Some critics have likened Gaav to Italian Neorealistic films, but aside from the fact that the film was shot in a village, this comparison is not particularly apt. Italian Neorealism attempted to capture the real-world experiences of the working class by eschewing standard film conventions, including professional lighting and actors. Gaav uses top Iranian professional stage actors (who perform extremely well), and many of the events are artificially staged. For example, there are repeated scenes of three mysterious, threatening Balouri strangers seen standing on a ridge in the distance, and this evocative image is representative of the “unknown” that perpetually threatens the village.
Mehrjui's mise en scene in Gaav is superb and sets a standard for Iranian films. The film is shot in black-and-white, and Merhjui is not afraid to use darkness and shadows to great effect.
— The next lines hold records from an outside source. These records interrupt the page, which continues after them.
PR #424, opened 2016-06-30
Add timeout to playpen requests

skade:
This adds a timeout of 2 seconds to all playpen requests. If playpen doesn't respond, assume it to be down.

Error message could be better phrased, maybe.

### DIFF
--- a/_includes/editor.js
+++ b/_includes/editor.js
@@ -92,6 +92,8 @@
       code: program
     });
 
+    req.timeout = 6000;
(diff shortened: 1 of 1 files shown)


alexcrichton:
Right now the timeout on the playpen itself is 5 seconds, perhaps this could be bumped to maybe 6-8 seconds?

skade:
Fixed. Upped it to 6.

PR #431, opened 2016-07-07
Detect 32 bit windows

### LINKED ISSUE #303: 32-bit Windows platform detection
Moved from https://github.com/rust-lang/rust/issues/20087

https://github.com/rust-lang/rust-www/blob/master/_includes/set_platform.js does not seem to take into consideration 32-bit Windows, which isn't as nice as it could be.

matklad:
Based on http://stackoverflow.com/questions/1741933/detect-64-bit-or-32-bit-windows-from-user-agent-or-javascript
and http://www.useragentstring.com/pages/useragentstring.php

Closes #303 

Unfortunately I was unable to test this locally, `jekyll serve` failed on both windows and linux, with different errors :( Is there some sort of staging site maybe?

### DIFF
--- a/_includes/set_platform.js
+++ b/_includes/set_platform.js
@@ -6,7 +6,13 @@
     if (navigator.platform === "Linux x86_64") { return "x86_64-unknown-linux-gnu";}
     if (navigator.appVersion.indexOf("Linux")  !== -1) { return "x86_64-unknown-linux-gnu";}
     if (navigator.appVersion.indexOf("Mac") !== -1) { return "x86_64-apple-darwin";}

In video reprints of the film, unfortunately, the shadowy elements are completely lost in blackness, due to the limited contrast range of video. But this is presumably more visible on the original film stock, and not the fault of Mehrjui. Throughout the film, Mehrjui skilfully uses space and creates a moody contextual ambience from the numerous shots of watching villagers who are witnessing the drama of Hassan. There are sometimes closeups of peering faces and other times point-of-view shots of enfolding events from various perspectives, all of which maintain the circumspective compass of the action. The story is told not so much by dialogue (some sequences have only limited dialogue), but by the deliberate pacing of village activity. This sets a tone that blends well with the atmospheric flute music of the soundtrack. Overall, the story, though deliberate paced, does move along and capture the imagination. Gaav, by the way, is vastly superior to the overpraised Tabiate Bijan (Still Life, 1974), which made monotonous emptiness of peasants not only its single point, but subjected the viewer to the same infuriatingly monotonous experience, with virtually no progression.
After the Shah’s government banned the film, a copy of the film was smuggled out of the country and shown at the Venice film festival, where it won prizes and also a prize at the Berlin International Film Festival. The government eventually relented, and the film became very popular and a source of pride to the Iranian people. It remains a landmark in Iranian film history.